- Opening Delimiter -
PR #11595, opened 2026-05-21
Fix : check derivedtypes properly when matching arguments against parameters

assem2002:
use `can_pass_derviedtype_arg_to_parameter()` instead of ` is_deriatved_type_similar()` to check if I can pass derivedtype argument to a functionparameter.
It should tolerate the idea of parameter being of type `class(*)`

### DIFF
--- a/src/libasr/asr_utils.h
+++ b/src/libasr/asr_utils.h
@@ -84,6 +84,7 @@ ASR::symbol_t* get_struct_sym_from_struct_expr(ASR::expr_t* expression);
 void set_struct_sym_to_struct_expr(ASR::expr_t* expression, ASR::symbol_t* struct_sym);
 
 ASR::symbol_t* get_union_sym_from_union_expr(ASR::expr_t* expression);
+static inline bool is_unlimited_polymorphic_type(ASR::Struct_t* st);
 
 static inline std::string extract_real(const char *s) {
     // TODO: this is inefficient. We should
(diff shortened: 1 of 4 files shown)


jinangshah21 (approved):

src/libasr/asr_utils.h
- Closing Delimiter -
# What you will do
Take the records and restate them word for word.

# Reply to the exercise
PR #11595, opened 2026-05-21
Fix : check derivedtypes properly when matching arguments against parameters

assem2002:
use `can_pass_derviedtype_arg_to_parameter()` instead of ` is_deriatved_type_similar()` to check if I can pass derivedtype argument to a functionparameter.
It should tolerate the idea of parameter being of type `class(*)`

### DIFF
--- a/src/libasr/asr_utils.h
+++ b/src/libasr/asr_utils.h
@@ -84,6 +84,7 @@ ASR::symbol_t* get_struct_sym_from_struct_expr(ASR::expr_t* expression);
 void set_struct_sym_to_struct_expr(ASR::expr_t* expression, ASR::symbol_t* struct_sym);
 
 ASR::symbol_t* get_union_sym_from_union_expr(ASR::expr_t* expression);
+static inline bool is_unlimited_polymorphic_type(ASR::Struct_t* st);
 
 static inline std::string extract_real(const char *s) {
     // TODO: this is inefficient. We should
(diff shortened: 1 of 4 files shown)


jinangshah21 (approved):

src/libasr/asr_utils.h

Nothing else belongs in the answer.